I thought I’d seen it before and then looking on the Unity Asset Store confirmed my suspicions. It was the same exact art as the Cartoon Town and Farm Pack by Manufactura K4
Turbosquid guy is selling this pack for $198 bucks while Manufactura K4 sells it on the Unity Asset Store for $55 bucks. So I know you can use the art as your own in your own game, but I am thinking you cannot resell it for profit. The real question in my mind is, what about the people who bought “stolen” artwork from Turbosquid…are they culpable and just as liable?
PS - I did contact the Manufactura K4 guys on Facebook and they did it appears to be a copy of their work.
No one here on the Unity forums is going to buy stolen assets that are listed at 3x times the price point as the Unity Asset Store, so I don’t see this as an advertisement at all. This is just exposing a thing that’s obviously happening. Hopefully other Unity Asset Store devs take a look around the web and see if their assets are being sold elsewhere.

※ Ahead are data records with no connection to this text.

PR #263, opened 2021-05-11
Fix dev-docs about authorization, again

lbam:
The dev-docs incorrectly describe the scope checking as performing an AND of scopes at different levels. That turns out to be false. Only the highest-level scopes are checked.

Also, the dev-docs were kind of fuzzy about the exact workings of profiles. This explains them in some more detail wrt. requests, scopes and schemas. The "statistician" example now explains exactly how schemas fall short (lack of an OR operator, really).

In the example, I've replaced "encoded" by "read" because "encoded" isn't actually implemented in dso-api.

### DIFF
--- a/dev-docs/source/auth.rst
+++ b/dev-docs/source/auth.rst
@@ -45,8 +45,15 @@ Profiles
 
 The ``auth`` fields define the basic rules for authentication.
 Unfortunately, this is a "all or nothing" approach that isn't sufficient in complex cases.
-To overcome this problem, "authentication profiles" were introduced.
-The file format provides various options, such as:
+*Profiles* provide a more fine-grained approach to authorization.
+
+Profiles are stored in the DSO-API database.
+They have a name, a set of scopes, and rules that grant additional permissions
+to requests that carry those scopes in their JWT.
+When a request comes in, all profiles are checked against the request's scopes
+and the matching profiles are applied.
+
+Here's an example profile in JSON:
 
 .. code-block:: json
 
@@ -59,7 +66,7 @@ The file format provides various options, such as:
                     "ingeschrevenpersonen": {
                         "permissions": "read",
                         "fields": {
-                            "bsn": "encoded"
+                            "bsn": "read"
                         },
                         "mandatoryFilterSets": [
                             ["bsn", "lastname"],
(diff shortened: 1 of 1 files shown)


dev-docs/source/auth.rst
```diff
@@ -23,13 +23,14 @@ At every level, the ``auth`` field contains a string that is called a *scope*.
...
 to meet an ``auth`` field's requirements.
-The absence of an ``auth`` field marks a publicly available resource.
+The absence of a scope marks a publicly available resource.
 
-The presence of ``auth`` fields on multiple levels
-means that all listed scopes must be carried in the JWT.
-So, if the dataset has ``"auth": "FOO/BAR"`` and a field has ``"auth": "FOO/BAZ``,
-then access to the field is only available
-with a token that carries the ``FOO/BAR`` and ``FOO/BAZ`` scopes.
+Scopes at higher levels override scopes at lower levels.
```
ngaranko, line 28: *higher levels of schema.
Otherwise it may be confusing people that scopes also have hierarchy, which they do not really.

dev-docs/source/auth.rst
```diff
@@ -23,13 +23,14 @@ At every level, the ``auth`` field contains a string that is called a *scope*.
 A request's JWT must contain this scope in its ``scopes`` claim
 (see the ``authorization_django`` source code for details)
 to meet an ``auth`` field's requirements.
-The absence of an ``auth`` field marks a publicly available resource.
+The absence of a scope marks a publicly available resource.
```
ngaranko, line 26: This was correct, isn't it?

lbam: I thought it wasn't clear enough, but my edit actually made it less clear. Let me try again.

dev-docs/source/auth.rst
lbam: Good point.

dev-docs/source/auth.rst
lbam: Restored to the old text.

dev-docs/source/auth.rst
```diff
@@ -71,18 +78,28 @@ The file format provides various options, such as:
...
 may only access data of someone when they can provide their last name and postal code.
-
-Another case for profiles would be a statistician, that may only read the age and neighbourhood
+Or a statistician might be allowed to read age and neighbourhood
 fields to aggregate data, without ever having access to identifiable data.
-Encoding such feature into the schema file amongst other rules would produce
-very complex ``auth`` fields, while the profile file gives a
-fitting definition of such role and permissions.
+Encoding such rules in the schema file using a custom scope
+would require every other request that accesses the dataset to also have this scope.
```
jjmurre, line 103: May add some explanation about what `"permission": "read"` exactly means compared to `"field": {"bsn": "read"}`.

lbam: I honestly don't know what it means.

dev-docs/source/auth.rst
```diff
@@ -25,11 +25,12 @@ A request's JWT must contain this scope in its ``scopes`` claim
...
-then access to the field is only available
-with a token that carries the ``FOO/BAR`` and ``FOO/BAZ`` scopes.
+Scopes at higher levels of the schema override scopes at lower levels.
+That is, a dataset scope overrides a table scope
+and a table scope overrides field scopes.
+So, if the dataset has ``"auth": "FOO/BAR"``,
+then this scope is required for any access to the dataset
+and any lower-level scopes are ignored.
 
 The effect of an ``auth`` on a dataset or table is that attempts to access it
```
jjmurre, line 35: Maybe add: To access it "without the proper scope"  results in ...

dev-docs/source/auth.rst
ngaranko: Permission "read" means user can see original value of the field in database. (e.g. default for all). It is used to give access to individual fields using Profile.

jjmurre (approved):
Clear explanation!  One other small thing: line 9 of auth.rst mentions "These scopes", but that does not refer to scopes mentioned before in the text.

ngaranko (approved):

lbam:
Thanks!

PS- I’ve already let the developers know about this directly. If anything this will put eyeballs on the legitimate Asset Store seller’s stuff, thus actually promoting a Unity sellers stuff. I’m not affiliated, I just know they do quality work and recognize it when I see it.
That’s pretty much what the license you get with the asset says.
In my home jurisdiction of Australia is an offense to ‘knowingly import, possess, sell, distribute or commercially deal with an infringing copy’. The penalty is up to half a million for companies (100K for individuals) and can carry up to five years prison term.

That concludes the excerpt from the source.